Tasks are processes that handle a bunch of the nitty-gritty details for you. They're the natural evolution from processes for many use cases.
Let's start by exploring the async
+ await
use case.
Task.async/1
spawns a new task, similarly to spawn/1
. Instead of sending messages back and forth, you can use Task.await/1
to collect the value returned by the spawned task.
task =
Task.async(fn ->
Process.sleep(1000)
IO.puts("Expensive computation is done!")
Enum.random(1..100)
end)
IO.puts("Running task...")
Task.await(task)
Task.yield/2
is similar to Task.await/1
, but it returns nil
if the task doesn't return a value within the specified timeout (Task.await/1
exits instead).
task =
Task.async(fn ->
Process.sleep(1000)
IO.puts("Expensive computation is done!")
Enum.random(1..100)
end)
Task.yield(task, _timeout = 5000)
As you can see, if the task returns in time, Task.yield/2
returns {:ok, result}
. Let's see what happens if the task doesn't return in time, instead:
task =
Task.async(fn ->
Process.sleep(1000)
IO.puts("Expensive computation is done!")
Enum.random(1..100)
end)
Task.yield(task, _timeout = 500)
Task.yield/2
returns nil
, but after a while the task seems to still print something. That's because Task.yield/2
"peeks" into whether the task finished, but doesn't shut the task down in case it hasn't finished. To stop the task, we can use Task.shutdown/1
.
Task.yield/2
and Task.shutdown/1
are often combined to implement the use case when you need a computation to be bound by time. It goes something like this:
- Start the computation
- Do some other work on the side
- When you're ready, check the result of the task with
Task.yield/2
. - If the task does not complete within the timeout, shut down the task.
Task.shutdown/1
also takes care of race conditions, which can happen in case the task completes right as we are telling it to shut down.
task =
Task.async(fn ->
Process.sleep(1000)
IO.puts("Expensive computation is done!")
Enum.random(1..100)
end)
IO.puts("Running task...")
Task.yield(task, 500) || Task.shutdown(task)
Task
provides the most underrated function (IMO) in all of Elixir's standard library: Task.async_stream/3
. It takes an enumerable and a function, and returns a stream that maps the function over the enumerable in parallel.
stream =
Task.async_stream([200, 100, 400], fn timeout ->
Process.sleep(timeout)
IO.puts("Slept for #{timeout} ms")
timeout * 2
end)
Enum.to_list(stream)
Seems like nothing special, right? Well, it is!
async_stream
's coolest feature is that it uses a bounded number of processes. You can control this number through the :max_concurrency
option, and it defaults to the number of cores on your machine. This feature is huge: our previous naive parallel-map implementation would spawn one process per element in the enumerable, regardless of the number of elements. Billions of processes? Not good. async_stream
will happily churn through infinite streams, using :max_concurrency
processes at a time.
async_stream
is also flexible. It accepts any enumerable as its input (including infinite streams) and returns itself an enumerable.
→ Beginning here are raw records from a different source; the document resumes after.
PR #1227, opened 2015-12-02
Layer management functions (LayerCopier) 

pomadchin:
WARN: Depends on LayerDeleter pr (https://github.com/geotrellis/geotrellis/pull/1224)


pomadchin:
Jut wondering, do we need reindexer? Because this copier _can_ reindex data with just passed different `layerReader` and `layerWriter` passed?

lossyrob:
In order for Copier to behave like a Reindexer, it would need to copy, delete the old, then move the new into the place the old was. A reindex implementation of, say, Accumulo could do this more efficiently, no?

spark/src/main/scala/geotrellis/spark/io/SparkLayerCopier.scala
```diff
@@ -0,0 +1,36 @@
...
+import spray.json._
+import scala.reflect._
+
+class SparkLayerCopier[Header: JsonFormat, K: Boundable: JsonFormat: ClassTag, V: ClassTag, Container]
+  (attributeStore: AttributeStore[JsonFormat],
+   layerReader: FilteringLayerReader[LayerId, K, Container],
+   layerWriter: Writer[LayerId, Container with RDD[(K, V)]])
+  (implicit val cons: ContainerConstructor[K, V, Container], containerEv: Container => Container with RDD[(K, V)]) extends LayerCopier[LayerId] {
+
+  def copy(from: LayerId, to: LayerId): Unit = {
```
pomadchin: Is it possible to rewrite this function to: 

```scala
def copy(from: LayerId, to: LayerId): Unit = {
    if (!attributeStore.layerExists(from)) throw new LayerNotFoundError(from)
    if (attributeStore.layerExists(to)) throw new LayerExistsError(to)    
    try {
      layerWriter.write(to, layerReader.read(from))
    } catch { 
      case e: Exception => new LayerCopyError(from, to).initCause(e)
    }
    attributeStore.copy(from, to)
  }
```

For Accumulo, seems there no significant difference. But for other backends definitely lots of difference. 
We just need to decide, should we provide `inspark` copy, or not? If No, I will use `attributeStore.copy` function.
The pros of this `SparkLayerCopier` now that it is generic and can be used with any backend.

pomadchin:
WARN: has broken S3 test, depends on #1237

pomadchin:
After fail with test, decided to have a close look to all the code; found an issue (this idea somehow flew out of my head and not critical to Accumulo, so didn't catch it on my cluster with real data):
Header update: we have to update `path` for `Hadoop` and `(bucket, key)` for the `S3`.
As a consequence, same problem with the `LayerMover`.

pomadchin:
For Accumulo backend, probably possible to use: https://accumulo.apache.org/1.6/apidocs/org/apache/accumulo/core/iterators/user/TransformingIterator.html

pomadchin:
PR #1241 includes LayerCopier.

- If you want to perform a few requests to different services and then collect the results
- If you need a simple parallel mapping approach
- If you need to perform a computation in a limited timeframe and want to stop it if it times out
- When you want to spawn a computation in the background (
Task.start/1
), for something like side effects
If you're using Task.async_stream/1
and don't care about the ordering of results, use the ordered: false
option.
This is great for when you're using async_stream/1
to parallelize side-effects over a collection, for example. It's also useful when you're going to do something with the mapped collection that doesn't require ordering, like aggregating into a map.
print_after_timeout = fn timeout ->
Process.sleep(timeout)
IO.puts("Slept for #{timeout} ms")
timeout
end
[200, 100, 400]
|> Task.async_stream(print_after_timeout, ordered: false)
|> Enum.to_list()
As you can see, the results are returned in the order in which they finish computing, and not in the order of the original list.
The documentation for Task.yield/2
has a great code snippet to use when you need to perform a time-capped computation.
task =
Task.async(fn ->
Process.sleep(Enum.random(499..501))
IO.puts("Done!")
end)
case Task.yield(task, 500) || Task.shutdown(task) do
{:ok, result} -> result
nil -> :timeout
end
Before talking about GenStage, Broadway, and Flow, I want to stress the importance of async_stream
. I've seen many cases of solutions that used GenStage or Flow that were essentially overengineered async_stream
s. async_stream
has some limitations, but combining the bounded number of processes, the optional ordering, and the fact that it processes lazy streams makes it a great choice in many situations.